Random matrices, that is, matrices whose entries are measurable functions of a random vector Z, are encountered in finite element/difference formulations of a broad range of stochastic mechanics problems. Monte Carlo simulation, the only general method for solving this class of problems, is usual impractical when dealing with realistic problems. A new method is proposed for solving this class of problems. The method can be viewed as a smart Monte Carlo simulation. Like Monte Carlo, it calculates statistics for quantities of interest from deterministic matrices corresponding to samples of Z. In contract to Monte Carlo that uses a large number of samples of Z selected at random, the proposed method uses a small number of samples of this vector selected in an optimal manner.
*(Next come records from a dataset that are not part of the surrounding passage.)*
PR #3703, opened 2026-07-01
[DT-3629] Enable Postgres, Session, and Cookie plugins

rushtong:
## Addresses
https://broadworkbench.atlassian.net/browse/DT-3629

## Summary
Phase 1 of the BFF migration: server-side, PostgreSQL-backed session infrastructure for the Fastify server. No user-visible changes — the infrastructure is inert until users are routed to it by the Phase 2 auth routes.

The DB/cookie/session plugins register only when the deployment provides the database configuration (`DUOS_DB_HOST` etc.), so the legacy client-side auth flow is completely unaffected until an environment is configured for the BFF — and every pod of a deployment behaves identically, with no network dependency at boot. 

## Changes

**Session infrastructure (`server/src/`)**
- `index.ts`: registers `@fastify/postgres`, `@fastify/cookie`, and `@fastify/session` only when `DUOS_DB_HOST` is set. Validates `DUOS_SESSION_SECRET` (32+ chars) with an actionable error. Sets `trustProxy: 1` so `request.protocol` honors the reverse proxy's `X-Forwarded-Proto` — without it, secure cookies silently never persist behind TLS-terminating proxies.
- `session/pgStore.ts`: a thin typed `SessionStore` (get/set/destroy) against the `user_sessions` table. Expiry is computed in SQL from the same clock `get` filters with, so app/DB clock drift can't shorten or extend sessions. No `rolling` expiry — sessions get a fixed `maxAge`; Phase 2 adds throttled sliding expiry instead of a DB write per request.
- `types/session.ts`: module augmentation typing the session payload (tokens live only server-side, never sent to the browser).
- Postgres TLS is secure-by-default: `DUOS_DB_SSL` must be explicitly set to `false` for loopback transports (Cloud SQL Proxy sidecar, local compose), and doing so logs a warning.

**Client config serving**
- `config.ts`: `/config.json` is now served by the server (via an `onRequest` hook, to avoid colliding with `@fastify/vite`'s static route for the same file), with `DUOS_API_URL` overriding the static file's `apiUrl`. Deployed environments already carry the matching value via terra-helmfile; locally there's now one place to point at a different consent API.

**Local development**
- `docker-compose.yaml` is split into a shared base plus two overlays: `docker-compose.override.yaml` (standalone — bundled Postgres stands in for the consent DB, auto-merged by Compose) and `docker-compose.consent.yaml` (shares a local `consent` compose stack's database, avoiding port collisions with its `sqlproxy` and `app`).
- New `.env.example` template; both compose modes and `pnpm start:server` read `.env.local`.
- `DEVNOTES.md`: full walkthrough of both modes, including the consent-DB sharing setup.

## Deployment notes
- Requires https://github.com/broadinstitute/terra-helmfile/pull/6462 (`DUOS_DB_SSL: "false"` for the Cloud SQL Proxy sidecar). The X-Forwarded-Proto + `duos_api_url` changes already landed in https://github.com/broadinstitute/terra-helmfile/pull/6460.
- This branch (with the helmfile updates) is deployed to a BEE: https://duos.gr-dt-3629.bee.envs-terra.bio/

----

- Verify all tests go green


server/src/session/pgStore.ts
```diff
@@ -0,0 +1,60 @@
...
+ * against `app.pg` — no Express compatibility shim, and no `touch`:
+ * `@fastify/session` re-saves via `set` when `rolling` is enabled and never
+ * calls `touch`.
+ *
+ * Correctness never depends on the `pg_cron` cleanup job: `get` filters on
+ * `expire > NOW()`, so expired rows are invisible even before they are purged.
+ */
+export function createPgSessionStore(pg: PostgresDb): SessionStore {
+  const expiryFromSession = (session: Session) =>
+    new Date(Date.now() + (session.cookie.maxAge ?? EIGHT_HOURS_MS))
```
otchet-broad: Why do we need to consider maxAge from the cookie?  Why not just the EIGHT_HOURS_MS value?

Dockerfile
```diff
@@ -34,7 +34,7 @@ RUN pnpm --filter duos-server run build
 RUN pnpm --filter duos-server deploy --prod --legacy /tmp/server-deploy
 
 # Commit hash to us.gcr.io/broad-dsp-gcr-public/base/nodejs:24-debian
-FROM us.gcr.io/broad-dsp-gcr-public/base/nodejs@sha256:f0e79759bb8cea65c59ed276e3b5c0f19188698cf3a1f2fd67a598c05ca2d902
+FROM us.gcr.io/broad-dsp-gcr-public/base/nodejs@sha256:f4a51d4a89698ce6b37d5840f483c5f537ebec6ba0afa498e70e302d1d576c8f
```
otchet-broad: I'm guessing you're going to take @kevinmarete 's change here?

server/src/session/pgStore.ts
rushtong: The cookie's max age is the actual value that is set from `index.ts` - 8 hours is just a fallback value and we should never really be hitting that condition. `@fastify/session` types `cookie.maxAge` as nullable so we need it for typing. `pgStore` keeps the user's cookie session in sync with the database so we're always saving an actual value, not the max value.

server/src/index.ts
```diff
@@ -18,45 +22,91 @@ const useHttps = isDev && !isCI
...
+      host: process.env.DUOS_DB_HOST,
+      database: process.env.DUOS_DB_NAME,
+      port: Number.parseInt(process.env.DUOS_DB_PORT ?? '5432', 10),
+      user: process.env.DUOS_DB_USER,
+      password: process.env.DUOS_DB_PASSWORD,
+      // App-level TLS is only used for a direct connection to Cloud SQL. When the
+      // BFF reaches Postgres over localhost (a Cloud SQL Proxy sidecar in k8s, or
+      // the bundled `db` container in docker-compose) the transport is already
+      // plaintext-on-loopback, so SSL must be off or the connection is rejected.
+      ssl: process.env.DUOS_DB_SSL === 'true' ? { rejectUnauthorized: true } : false,
```
fboulnois: Inverts the previous always-on `ssl: { rejectUnauthorized: true }`. Any value that isn't exactly `'true'` — unset, `'TRUE'`, `'1'`, a typo, or a blank secret — connects in **plaintext with no cert verification and no warning**. Safe for the documented Cloud SQL Proxy sidecar (loopback), but a deployment that ever connects *directly* to Cloud SQL and forgets the var downgrades credentials + full session payloads to an unauthenticated channel. The old code made that impossible.

**Fix:** secure-by-default with an explicit, documented opt-out only for the loopback/Cloud-SQL-Proxy case; parse the boolean through one coercion helper rather than an exact string compare.

server/src/index.ts
```diff
@@ -18,45 +22,91 @@ const useHttps = isDev && !isCI
...
+      store: createPgSessionStore(fastify.pg),
+      cookie: {
+        httpOnly: true,
+        secure: process.env.NODE_ENV === 'production',
+        sameSite: 'strict',
+        maxAge: Number(process.env.DUOS_SESSION_MAX_AGE_MS) || 8 * 60 * 60 * 1000,
+        path: '/',
+      },
+      saveUninitialized: false,
+      rolling: true,
```
fboulnois: On `develop` the session store was unwired (`set` was a no-op), so `rolling` was free. This branch wires `createPgSessionStore`, so `@fastify/session` issues an `INSERT … ON CONFLICT UPDATE` on **every session-bearing request** just to bump `expire`. A page firing N parallel API calls does N `SELECT`+`UPSERT` round-trips against one `sid` row (WAL/index churn, row contention).

**Fix:** gate the re-save to when the session is near expiry (e.g. within the last 10% of TTL), or drop `rolling`.

server/src/session/pgStore.ts
fboulnois: Relatedly: `set` uses the Node container's `Date.now()`; `get` filters on Postgres's `NOW()`. Clock drift (or a non-UTC container TZ against a `timestamp`-without-tz column) can expire sessions early/late. Also `?? EIGHT_HOURS_MS` only catches null/undefined — a `cookie.maxAge` of `0` would write an already-expired row. Not reachable with the current fixed 8h config, but fragile.

server/src/featureFlags.ts
```diff
@@ -0,0 +1,42 @@
+import type { FastifyBaseLogger } from 'fastify'
+
+export interface FeatureFlag {
```
fboulnois: This interface is byte-identical to the one in `src/libs/ajax/FeatureFlag.ts:4`, and these could drift independently.

server/src/session/pgStore.ts
```diff
@@ -0,0 +1,60 @@
...
+
+  return {
+    async get(sid, callback) {
```
fboulnois: The three methods differ only in SQL and whether a value is returned. A single `run(cb, work)` helper could collapse each to one line and make error handling uniform by construction.

fboulnois (commented):
A few suggestions. Claude has also flagged that the way we do feature flags isn't optimal. This is a preexisting issue, but worthwhile to think about:

`await isBffEnabled(...)` runs once in `buildApp()` and is never re-checked. A transient consent blip or >5s response during a rolling deploy makes a pod come up with **no DB/session plugins for its entire lifetime**, silently serving legacy auth even after consent recovers and flipping the flag on requires restarting every pod. During rollout this yields per-pod inconsistency visible only in logs.

rushtong:
Great feedback @fboulnois - I'm going to revisit the plan and make some fundamental changes and hope to address all of the feedback in one go.

server/src/index.ts
rushtong: Good catch — fixed in 1fcde3b6. TLS is now secure-by-default: `DUOS_DB_SSL` defaults to on, and only an explicit, recognized "off" value (`false`/`0`/`no`/`off`, case-insensitive, via an `envBool` coercion helper) disables it — a typo or blank secret keeps the secure branch. The loopback opt-out is documented at the call site and logs a warning when active. The helmfile side (`DUOS_DB_SSL: "false"` next to the sqlproxy sidecar) is going in as a terra-helmfile follow-up.

server/src/index.ts
rushtong: Dropped `rolling` in 1fcde3b6 — sessions now get a fixed maxAge from creation, so there's no per-request UPSERT. Since `saveUninitialized: false` and no auth routes exist yet, nothing writes sessions in this phase anyway. Sliding expiry returns in Phase 2 as the throttled variant you suggested: re-save only when the session is within the last ~10% of its TTL (noted in the epic-2 plan).

server/src/session/pgStore.ts
rushtong: Fixed in 1fcde3b6 — expiry is now computed in SQL (`NOW() + $3 * interval '1 millisecond'`), so `set` and `get` share Postgres's clock and container drift/TZ can't shorten or extend sessions. The fallback also guards non-positive values now (`maxAge > 0 ? maxAge : EIGHT_HOURS_MS`), so a zero maxAge can't write an already-expired row.

server/src/featureFlags.ts
rushtong: Moot as of 1fcde3b6 — the server no longer fetches the feature flag at all (see the summary comment), so `server/src/featureFlags.ts` and its copy of the interface are gone.

server/src/session/pgStore.ts
rushtong: Done in 1fcde3b6 — the three methods now go through a single `run(callback, work)` bridge, so error handling is uniform by construction and each method body is just its query.

Dockerfile
rushtong: Resolved by merging develop — Kevin's `24-debian-fips` base image change (#3722) came in with the merge, so this branch no longer touches the Dockerfile at all.

rushtong:
@fboulnois thanks for the review — the feature-flag concern was the important one, and it exposed a deeper problem: the plan defines `BFF_ENABLED` as a client-side rollout gate, so the server checking it at boot was a divergence, with exactly the failure modes you described (a consent blip permanently downgrades a pod; flag flips need restarts).

**1fcde3b6 removes the boot-time flag check entirely.** The server now registers its DB/cookie/session plugins whenever the deployment provides the database config (`DUOS_DB_HOST`), so every pod of a deployment behaves identically with no network dependency at startup — a half-configured pod (DB host set, session secret missing) fails loud instead of silently booting legacy. The infrastructure is inert until users are routed to it (`saveUninitialized: false`, no auth routes yet). `BFF_ENABLED` goes back to its planned role: the client-side flag deciding which sign-in flow users get, flippable with no redeploys. The two-switch model is documented in `docs/plans/BFF_Overview.md`.

Also in that commit, per the inline threads: secure-by-default Postgres TLS with an explicit coerced opt-out, `rolling` dropped (throttled sliding expiry planned for Phase 2), session expiry computed on Postgres's clock with a non-positive-maxAge guard, and the store methods collapsed through a single `run()` helper.

kevinmarete (approved):

fboulnois (approved):
👍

The method is based on stochastic reduced models (SROMs) for Z, i.e., random vectors with finite numbers of samples, and surrogate models expressing quantities of interest as known functions of Z. Theoretical arguments are followed by numerical examples providing statistics for inverses of random matrices, solutions of stochastic algebraic equations, and eigenvalues/eigenvectors of random matrices.

Suggested Citation

  • Grigoriu Mircea, 2014. "An efficient Monte Carlo solution for problems with random matrices," Monte Carlo Methods and Applications, De Gruyter, vol. 20(2), pages 121-136, June.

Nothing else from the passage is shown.